Advice to Young Architects – Recap from the Young Architects Forum at Board & Vellum

Advice for Young Architects, Seattle Design Community

Advice for Young Architects: A Recap from the AIA Seattle Young Architects/Women in Design Happy Hour

By Jeff Pelletier
March 10, 2017

Last night, Board & Vellum hosted the AIA Seattle Happy Hour presented by the Young Architects Forum and Women in Design. This year’s Happy Hour series is themed “Leave it to Chance” – it’s one of those nice and vague topics that allows each month’s host firm to approach it from their own unique angle. Recently, I’d been thinking a lot about this, as we’ve been looking ahead at how we want to grow and evolve. (To be fair, that’s something I do on a regular basis as part of our strategic planning process.)

Advice to Young Architects – Recap from the Young Architects Forum at Board & Vellum

I thought back to how chance took a role in how I’ve come to this point in my career, and what bits of advice from it I could pass on to younger people in the profession. Here’s a little bit of where I came from and what insights I can pass on.

After working in a variety of jobs since graduation, I realized that architecture is traditionally a discipline that relies upon competition and years of practice to reach a point where you are ready to really lead. It takes years of practice to really figure things out in a normal environment. Consequently, it’s common to have firms inadvertently promote a culture of pushing others down so you can elevate your own career. You end up with firms with the old guy in the corner who does brick detailing and young project managers, like myself, who are great at running meetings, but don’t know enough about the guts of the building they’re working on. Firms inherently specialize. While great on many levels, it left me wanting more.

So, figuring out that I could keep on refining one set of skills, or take a chance and head off on my own, I decided to take that chance and push myself to be a true generalist. I made a little strategic plan for myself, got my ducks in a row, and left my pretty awesome and stable job in a recession. Board & Vellum was founded.

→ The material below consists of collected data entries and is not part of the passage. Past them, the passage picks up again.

Issue #1655, opened 2026-03-15
FR: Direct Image Uploads to Third Party


WinnerWind:
Right now, to upload an image into a chatroom, one must use a third party site like https://x0.at. This means that one goes to that site, uploads their image/attachment and then returns to halloy with the new link.

It would be nice if Halloy could allow an optional third party integration that allows for pasting attachments into the textbox automatically, and Halloy uploads it to a configurable third party at message sending time and adds a link into the message.

furudean:
This sounds like a worse version of https://github.com/squidowl/halloy/issues/726 IMO. if people want to upload things to file hosts irrespective of an IRC protocol there is already other software to do this. This is not something that should be in Halloy.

Success, right? Easy peasy!

Um, nope. Not even close.

Taking a chance is hard work, and you have to be dedicated. It isn’t the easy solution and requires constant retooling to ensure you’re headed on the right path. While I’m a giant fan of writing your own strategic plan (and I mean that personally and professionally), you also have to know when to throw it out. I wrote in my first plan from 2011 that “Board & Vellum isn’t anticipated to have a staff size of over two people.” Clearly, I know when to throw out the best made plans, as well.

Six years later, the chance that I took became the chances that we took as a company. We operate differently than most design firms I’m aware of, and work to elevate everyone together rather than operate in a competitive environment. There’s no old guy detailing brick façades at this office. It has been a big chance to take the path less traveled, but it has paid off.

So what can you do to make sure that the chances you take are best for your career?

  • Plan out your chances. Write a strategic plan that states specifically what your goals are and, even more importantly, how you’ll achieve them. This isn’t about big fluffy “I’ll be the greatest designer” garbage; this is about quantifying how many meet and greets you’ll set up. Track your progress and retool as necessary.
  • Keep your skill set diverse. If you’re at a firm that is pigeonholing you, learn as much as you can and then get out of there.
  • Be humble. You have something to learn from every single person you work with. Design skill isn’t the top of the pyramid so don’t fall into that trap. Honestly, even the poor brick detailing guy I keep making fun of has a lot to teach you. Invite him out for coffee and get his perspective.
  • Even when you’re right, it often doesn’t matter. Deal with it and learn why that is.
  • Embrace the potential in every single project. If clients are paying hard-earned money to design a project you don’t like, suck it up, learn what you can, and treat that client with respect. Someone has to design gas stations. Don’t knock it. Those clients you treat well will speak well of you, and you’ll be referred the work you will want to do. It is a privilege to work and you should treat it as such.
  • Learn how to listen, truly listen, to your clients and coworkers. Asking for honest feedback is way to keep you real and open to feedback. And remember that in many ways your clients don’t care what you have to say, they care what they have to say. Remember that and repeat it back to them.
  • Be honest with your skill set and always be direct about what you don’t know, and then figure out how you can get there. As a young person starting this firm, I had to rely upon others for the things I didn’t yet know. That’s a strength not a weakness.
  • Network your butt off. Volunteer, be part of your community (specifically: not just architects) and plug into the greater world.
  • Most importantly, in the end, take some damn chances and live this life like it is the only one you’ve got... because it is. Just because it’s a cliché, it doesn’t mean it isn’t worth following.